■ Description of the task: The output should be all lines of the entries below in which the word "import" occurs.
*** Given data ***
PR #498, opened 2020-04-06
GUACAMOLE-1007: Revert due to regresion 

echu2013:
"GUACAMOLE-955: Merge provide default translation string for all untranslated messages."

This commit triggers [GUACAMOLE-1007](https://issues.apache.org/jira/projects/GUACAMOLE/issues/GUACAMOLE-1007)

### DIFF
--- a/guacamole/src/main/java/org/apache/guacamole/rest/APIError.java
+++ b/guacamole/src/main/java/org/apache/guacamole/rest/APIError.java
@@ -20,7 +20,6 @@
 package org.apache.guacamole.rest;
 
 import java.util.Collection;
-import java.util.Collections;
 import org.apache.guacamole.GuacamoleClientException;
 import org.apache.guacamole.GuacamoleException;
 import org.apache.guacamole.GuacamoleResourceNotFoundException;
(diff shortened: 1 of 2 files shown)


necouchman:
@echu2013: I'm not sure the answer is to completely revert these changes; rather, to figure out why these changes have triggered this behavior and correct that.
*** End of Given data ***
■ Written response:
 import java.util.Collection;
-import java.util.Collections;
 import org.apache.guacamole.GuacamoleClientException;
 import org.apache.guacamole.GuacamoleException;
 import org.apache.guacamole.GuacamoleResourceNotFoundException;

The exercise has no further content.